### [Entries taken from a collection]
- Opening Delimiter -

PR #16, opened 2016-01-22
Remove the PENDING_TERMINATE host state when health check completed.

yujunglo:
Since we have HealthCheckHostTerminator to keep track of health check instances now,  we don't need to set the PENDING_TERMINATE host state (which is used to clean up instances before). And also adjust the time to retain instances before it is terminated.

### DIFF
--- a/deploy-service/teletraanservice/src/main/java/com/pinterest/teletraan/worker/HealthChecker.java
+++ b/deploy-service/teletraanservice/src/main/java/com/pinterest/teletraan/worker/HealthChecker.java
@@ -440,20 +440,18 @@ public class HealthChecker implements Runnable {
             LOG.info("The host {} has been terminated", hostId);
             healthCheckBean.setHost_terminated(true);
         } else {
-            HostBean hostBean = new HostBean();
             if (healthCheckBean.getStatus() == HealthCheckStatus.FAILED || healthCheckBean.getStatus() == HealthCheckStatus.TIMEOUT) {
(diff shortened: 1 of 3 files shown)


deploy-service/teletraanservice/src/main/java/com/pinterest/teletraan/worker/HealthChecker.java
```diff
@@ -440,20 +440,18 @@ private void processCompletingState(HealthCheckBean healthCheckBean, GroupBean g
...
-                hostBean.setState(HostState.PENDING_TERMINATE);
-                hostBean.setLast_update(System.currentTimeMillis());
                 healthCheckBean.setHost_terminated(false);
             } else {
                 LOG.info(String.format("Health check %s. Termimate the host %s", healthCheckBean.getStatus().toString(), hostId));
                 hostInfoDAO.terminateHost(hostId);
+                HostBean hostBean = new HostBean();
                 hostBean.setState(HostState.TERMINATING);
                 hostBean.setLast_update(System.currentTimeMillis());
+                hostDAO.updateHostById(hostId, hostBean);
```
jinruh: What I am thinking is, we can also move this logic (line 448 to 453) to the HealthCheckHostTerminator.java 
The extra work we need to add in the HealthCheckHostTerminator.java, is for each HealthCheckBean, we check the status:

if (healthCheckBean.getStatus() == HealthCheckStatus.SUCCEEDING || System.currentTimeMillis() - bean.getHost_launch_time() > timeToRetain) {
 // terminate instance.
}

PR #49, opened 2016-02-12
Add percentage based auto-scaling

jinruh:
As discussed in the task:
Percentage based auto-scaling. Right now I (afaik) can only scale up and down using a set number of instances. That turns out to be problematic when the min number of instances is very low (we have some clusters where we do no work at all for periods of time), since the impact of the scale up/down actions ends varying quite a lot depending on how far the cluster has already scaled. Having the ability to do percentage based scaling would help with this.

@sbaogang @yujunglo


jinruh:
screen shot 2016-02-12 at 12 28 45 am

yujunglo:
looks good. thanks

PR #65, opened 2016-02-16
Removed authoriozation check on publish_build and recorded publisher

nickdechant:
-Removed authorization call for publish_builds
-Made publish_info record who published the build instead


sbaogang:
r+

PR #70, opened 2016-02-17
Send maximum 20 records per request

jinruh:
Aws cloud watch can only take up to 20 data points in each request. Send at most 20 in each batch.

@sbaogang @yujunglo


yujunglo:
looks good. thanks.

PR #73, opened 2016-02-18
[pinterest-only] only update deploy priority once in post deploy

jinruh:
this is for pinterest internal ngapp2 deploy only, we use finish_message_flag to check if we have already updated deploy priority or not.

@sbaogang @yujunglo


yujunglo:
looks good to me. thanks

PR #78, opened 2016-03-02
Add sensitivity ratio parameter to the spot auto scaling group

jinruh:
Add a new parameter to the spot auto scaling group. 
@sbaogang


jinruh:
screen shot 2016-03-02 at 12 07 51 pm

PR #79, opened 2016-03-03
Add puppet_file_path configuration

gengmao:
A small change to remove the hardcoded path from source code and make it configurable.

### DIFF
--- a/deploy-agent/deployd/common/utils.py
+++ b/deploy-agent/deployd/common/utils.py
@@ -99,7 +99,10 @@ def run_prereqs(config):
     # check if the puppet has finished or not
     if IS_PINTEREST:
         respect_puppet = config.respect_puppet()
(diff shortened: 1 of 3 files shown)


deploy-agent/deployd/common/utils.py
```diff
@@ -99,8 +99,8 @@ def run_prereqs(config):
     # check if the puppet has finished or not
     if IS_PINTEREST:
         respect_puppet = config.respect_puppet()
-        if respect_puppet and not os.path.exists("/var/lib/puppet/state/state.yaml"):
-            log.info("Waiting for first successful puppet run.")
+        if respect_puppet and not os.path.exists(config.get_puppet_file_path()):
```
jinruh: To make it more defensive. You probably want to check if config.get_puppet_file_path()

jinruh:
Please also bump the deploy agent version in setup.py

PR #83, opened 2016-03-10
File mirroring

nickdechant:
Added a function in Deploy-Agent stager.py that mirrors files in the teletraan/teletraan/mirror directory for a service.


sbaogang:
Sorry my bad - I think at this point we better do not check in this feature - mainly because this feature could be replaced by telefig templater and user customized copy or rsync themselves. Add more ways to accomplish the similar function is hard to maintain and confuse people. I think we should keep most of the features in telefig.

PR #89, opened 2016-03-21
fix slack mention and update cloud-init

sbaogang:
1. Added send message to user feature and implemented for Slack
2. Updated cloud-init to work with latest docker-ami

@nickdechant


nickdechant:
Looks great! r+

PR #90, opened 2016-03-22
Write config change log when enabling/disabling health check

jinruh:
as title. Also send message to the slack channel when failed to enable/disable health check.

@sbaogang


sbaogang:
r+

PR #91, opened 2016-03-22
[pinterest-only] use facter to read host information

yujunglo:
@sbaogang 
Allow to use facter to read host information.

### DIFF
--- a/deploy-agent/deployd/agent.py
+++ b/deploy-agent/deployd/agent.py
@@ -350,6 +350,8 @@ def main():
                         help="Group name being used when interact with Teletraan service. "
                              "This is optional. By default the group name defined in host-info "
                              "file will be used")
+    parser.add_argument('--use-facter', dest='use_facter', action='store_true', default=False)
+
     args = parser.parse_args()
     config = Config(args.config_file)
     utils.run_prereqs(config)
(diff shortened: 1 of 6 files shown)


deploy-agent/deployd/agent.py
```diff
@@ -350,6 +350,9 @@ def main():
                         help="Group name being used when interact with Teletraan service. "
                              "This is optional. By default the group name defined in host-info "
                              "file will be used")
+    parser.add_argument('-u', '--use-facter', dest='facter', required=False, default=False,
```
sbaogang: small change: dest='facter' => dest='use_facter', so naming is more consistent

deploy-agent/deployd/client/client.py
```diff
@@ -28,14 +29,33 @@
...
+            if not self._hostname and self._config.get_facter_name_key():
+                self._hostname = utils.get_info_from_facter(self._config.get_facter_name_key())
+
+            if not self._ip and self._config.get_facter_ip_key():
+                self._ip = utils.get_info_from_facter(self._config.get_facter_ip_key())
+
+            if not self._id and self._config.get_facter_id_key():
+                output = utils.get_info_from_facter(self._config.get_facter_id_key())
+                if output:
+                    self._id = output.split(",")
```
sbaogang: probably do not need to split

deploy-agent/deployd/client/client.py
```diff
@@ -28,14 +29,33 @@
...
+
+            if not self._hostgroup and self._config.get_facter_group_key():
+                output = utils.get_info_from_facter(self._config.get_facter_group_key())
+                if output:
+                    self._hostgroup = output.split(",")
+
+        # read host_info file
```
sbaogang: Let us make the host_info inside an else block - if we use factor, we should not parse host_info anymore

sbaogang:
r+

- Closing Delimiter -

### [Exercise]
Copy each record exactly, leaving nothing out.

### [The answer]
PR #16, opened 2016-01-22
Remove the PENDING_TERMINATE host state when health check completed.

yujunglo:
Since we have HealthCheckHostTerminator to keep track of health check instances now,  we don't need to set the PENDING_TERMINATE host state (which is used to clean up instances before). And also adjust the time to retain instances before it is terminated.

### DIFF
--- a/deploy-service/teletraanservice/src/main/java/com/pinterest/teletraan/worker/HealthChecker.java
+++ b/deploy-service/teletraanservice/src/main/java/com/pinterest/teletraan/worker/HealthChecker.java
@@ -440,20 +440,18 @@ public class HealthChecker implements Runnable {
             LOG.info("The host {} has been terminated", hostId);
             healthCheckBean.setHost_terminated(true);
         } else {
-            HostBean hostBean = new HostBean();
             if (healthCheckBean.getStatus() == HealthCheckStatus.FAILED || healthCheckBean.getStatus() == HealthCheckStatus.TIMEOUT) {
(diff shortened: 1 of 3 files shown)


deploy-service/teletraanservice/src/main/java/com/pinterest/teletraan/worker/HealthChecker.java
```diff
@@ -440,20 +440,18 @@ private void processCompletingState(HealthCheckBean healthCheckBean, GroupBean g
...
-                hostBean.setState(HostState.PENDING_TERMINATE);
-                hostBean.setLast_update(System.currentTimeMillis());
                 healthCheckBean.setHost_terminated(false);
             } else {
                 LOG.info(String.format("Health check %s. Termimate the host %s", healthCheckBean.getStatus().toString(), hostId));
                 hostInfoDAO.terminateHost(hostId);
+                HostBean hostBean = new HostBean();
                 hostBean.setState(HostState.TERMINATING);
                 hostBean.setLast_update(System.currentTimeMillis());
+                hostDAO.updateHostById(hostId, hostBean);
```
jinruh: What I am thinking is, we can also move this logic (line 448 to 453) to the HealthCheckHostTerminator.java 
The extra work we need to add in the HealthCheckHostTerminator.java, is for each HealthCheckBean, we check the status:

if (healthCheckBean.getStatus() == HealthCheckStatus.SUCCEEDING || System.currentTimeMillis() - bean.getHost_launch_time() > timeToRetain) {
 // terminate instance.
}

PR #49, opened 2016-02-12
Add percentage based auto-scaling

jinruh:
As discussed in the task:
Percentage based auto-scaling. Right now I (afaik) can only scale up and down using a set number of instances. That turns out to be problematic when the min number of instances is very low (we have some clusters where we do no work at all for periods of time), since the impact of the scale up/down actions ends varying quite a lot depending on how far the cluster has already scaled. Having the ability to do percentage based scaling would help with this.

@sbaogang @yujunglo


jinruh:
screen shot 2016-02-12 at 12 28 45 am

yujunglo:
looks good. thanks

PR #65, opened 2016-02-16
Removed authoriozation check on publish_build and recorded publisher

nickdechant:
-Removed authorization call for publish_builds
-Made publish_info record who published the build instead


sbaogang:
r+

PR #70, opened 2016-02-17
Send maximum 20 records per request

jinruh:
Aws cloud watch can only take up to 20 data points in each request. Send at most 20 in each batch.

@sbaogang @yujunglo


yujunglo:
looks good. thanks.

PR #73, opened 2016-02-18
[pinterest-only] only update deploy priority once in post deploy

jinruh:
this is for pinterest internal ngapp2 deploy only, we use finish_message_flag to check if we have already updated deploy priority or not.

@sbaogang @yujunglo


yujunglo:
looks good to me. thanks

PR #78, opened 2016-03-02
Add sensitivity ratio parameter to the spot auto scaling group

jinruh:
Add a new parameter to the spot auto scaling group. 
@sbaogang


jinruh:
screen shot 2016-03-02 at 12 07 51 pm

PR #79, opened 2016-03-03
Add puppet_file_path configuration

gengmao:
A small change to remove the hardcoded path from source code and make it configurable.

### DIFF
--- a/deploy-agent/deployd/common/utils.py
+++ b/deploy-agent/deployd/common/utils.py
@@ -99,7 +99,10 @@ def run_prereqs(config):
     # check if the puppet has finished or not
     if IS_PINTEREST:
         respect_puppet = config.respect_puppet()
(diff shortened: 1 of 3 files shown)


deploy-agent/deployd/common/utils.py
```diff
@@ -99,8 +99,8 @@ def run_prereqs(config):
     # check if the puppet has finished or not
     if IS_PINTEREST:
         respect_puppet = config.respect_puppet()
-        if respect_puppet and not os.path.exists("/var/lib/puppet/state/state.yaml"):
-            log.info("Waiting for first successful puppet run.")
+        if respect_puppet and not os.path.exists(config.get_puppet_file_path()):
```
jinruh: To make it more defensive. You probably want to check if config.get_puppet_file_path()

jinruh:
Please also bump the deploy agent version in setup.py

PR #83, opened 2016-03-10
File mirroring

nickdechant:
Added a function in Deploy-Agent stager.py that mirrors files in the teletraan/teletraan/mirror directory for a service.


sbaogang:
Sorry my bad - I think at this point we better do not check in this feature - mainly because this feature could be replaced by telefig templater and user customized copy or rsync themselves. Add more ways to accomplish the similar function is hard to maintain and confuse people. I think we should keep most of the features in telefig.

PR #89, opened 2016-03-21
fix slack mention and update cloud-init

sbaogang:
1. Added send message to user feature and implemented for Slack
2. Updated cloud-init to work with latest docker-ami

@nickdechant


nickdechant:
Looks great! r+

PR #90, opened 2016-03-22
Write config change log when enabling/disabling health check

jinruh:
as title. Also send message to the slack channel when failed to enable/disable health check.

@sbaogang


sbaogang:
r+

PR #91, opened 2016-03-22
[pinterest-only] use facter to read host information

yujunglo:
@sbaogang 
Allow to use facter to read host information.

### DIFF
--- a/deploy-agent/deployd/agent.py
+++ b/deploy-agent/deployd/agent.py
@@ -350,6 +350,8 @@ def main():
                         help="Group name being used when interact with Teletraan service. "
                              "This is optional. By default the group name defined in host-info "
                              "file will be used")
+    parser.add_argument('--use-facter', dest='use_facter', action='store_true', default=False)
+
     args = parser.parse_args()
     config = Config(args.config_file)
     utils.run_prereqs(config)
(diff shortened: 1 of 6 files shown)


deploy-agent/deployd/agent.py
```diff
@@ -350,6 +350,9 @@ def main():
                         help="Group name being used when interact with Teletraan service. "
                              "This is optional. By default the group name defined in host-info "
                              "file will be used")
+    parser.add_argument('-u', '--use-facter', dest='facter', required=False, default=False,
```
sbaogang: small change: dest='facter' => dest='use_facter', so naming is more consistent

deploy-agent/deployd/client/client.py
```diff
@@ -28,14 +29,33 @@
...
+            if not self._hostname and self._config.get_facter_name_key():
+                self._hostname = utils.get_info_from_facter(self._config.get_facter_name_key())
+
+            if not self._ip and self._config.get_facter_ip_key():
+                self._ip = utils.get_info_from_facter(self._config.get_facter_ip_key())
+
+            if not self._id and self._config.get_facter_id_key():
+                output = utils.get_info_from_facter(self._config.get_facter_id_key())
+                if output:
+                    self._id = output.split(",")
```
sbaogang: probably do not need to split

deploy-agent/deployd/client/client.py
```diff
@@ -28,14 +29,33 @@
...
+
+            if not self._hostgroup and self._config.get_facter_group_key():
+                output = utils.get_info_from_facter(self._config.get_facter_group_key())
+                if output:
+                    self._hostgroup = output.split(",")
+
+        # read host_info file
```
sbaogang: Let us make the host_info inside an else block - if we use factor, we should not parse host_info anymore

sbaogang:
r+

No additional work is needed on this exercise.